If a line in the records below holds the word "bool", copy it.

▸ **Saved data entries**
*** Block opens ***

PR #2072, opened 2025-02-27
feat: add reverse version for listObjectVersions

jiuker:
feat: add reverse version for listObjectVersions
We need a sorted a versions by time for some case.

### DIFF
--- a/api-list.go
+++ b/api-list.go
@@ -22,7 +22,7 @@ import (
 	"fmt"
 	"net/http"
 	"net/url"
-	"sort"
+	"slices"
 	"time"
 
 	"github.com/minio/minio-go/v7/pkg/s3utils"
@@ -429,18 +429,7 @@ func (c *Client) listObjectVersions(ctx context.Context, bucketName string, opts
 		)
 		send := func(vers []Version) {
 			if opts.ReverseVersions {
-				sort.Slice(vers, func(i, j int) bool {
-					if vers[i].IsLatest {
-						return false
-					}
-					if vers[j].IsLatest {
-						return true
-					}
-					if vers[i].LastModified.Equal(vers[j].LastModified) {
-						return true
-					}
-					return vers[i].LastModified.Before(vers[j].LastModified)
-				})
+				slices.Reverse(vers)
 				numVersions = len(vers)
 			}
 			for _, version := range vers {
--- a/api-list.go
+++ b/api-list.go
@@ -22,6 +22,7 @@ import (
 	"fmt"
 	"net/http"
 	"net/url"
+	"sort"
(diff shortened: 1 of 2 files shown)


api-list.go
```diff
@@ -421,20 +422,23 @@ func (c *Client) listObjectVersions(ctx context.Context, bucketName string, opts
...
-
-		for {
-			// Get list of objects a maximum of 1000 per request.
-			result, err := c.listObjectVersionsQuery(ctx, bucketName, opts, keyMarker, versionIDMarker, delimiter)
-			if err != nil {
-				sendObjectInfo(ObjectInfo{
-					Err: err,
+		send := func(vers []Version) {
+			if opts.ReverseVersions {
+				sort.Slice(vers, func(i, j int) bool {
```
klauspost, line 431: Instead of re-sorting, just reverse the order. There are internal tie-breakers for versions with the same timestamp, and we should respect that.  Just be sure you only reverse once :)

You can use [slices.Reverse](https://pkg.go.dev/slices#Reverse).

klauspost (commented):
Just a minor change.

klauspost (approved):
lgtm

api-list.go
```diff
@@ -421,20 +422,17 @@ func (c *Client) listObjectVersions(ctx context.Context, bucketName string, opts
...
-		for {
-			// Get list of objects a maximum of 1000 per request.
-			result, err := c.listObjectVersionsQuery(ctx, bucketName, opts, keyMarker, versionIDMarker, delimiter)
-			if err != nil {
-				sendObjectInfo(ObjectInfo{
-					Err: err,
-				})
-				return
+		send := func(vers []Version) {
+			if opts.ReverseVersions {
```
harshavardhana, line 431:
```suggestion
			if opts.WithVersion && opts.ReverseVersions {
```

api-list.go
```diff
@@ -457,6 +456,38 @@ func (c *Client) listObjectVersions(ctx context.Context, bucketName string, opts
...
+		for {
+			// Get list of objects a maximum of 1000 per request.
+			result, err := c.listObjectVersionsQuery(ctx, bucketName, opts, keyMarker, versionIDMarker, delimiter)
+			if err != nil {
+				sendObjectInfo(ObjectInfo{
+					Err: err,
+				})
+				return
+			}
+			if opts.ReverseVersions {
```
harshavardhana, line 469:
```suggestion
			if opts.WithVersions && opts.ReverseVersions {
```

harshavardhana (changes requested):

harshavardhana (approved):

*** Block closes ***

▸ **Answer box**
-				sort.Slice(vers, func(i, j int) bool {
+				sort.Slice(vers, func(i, j int) bool {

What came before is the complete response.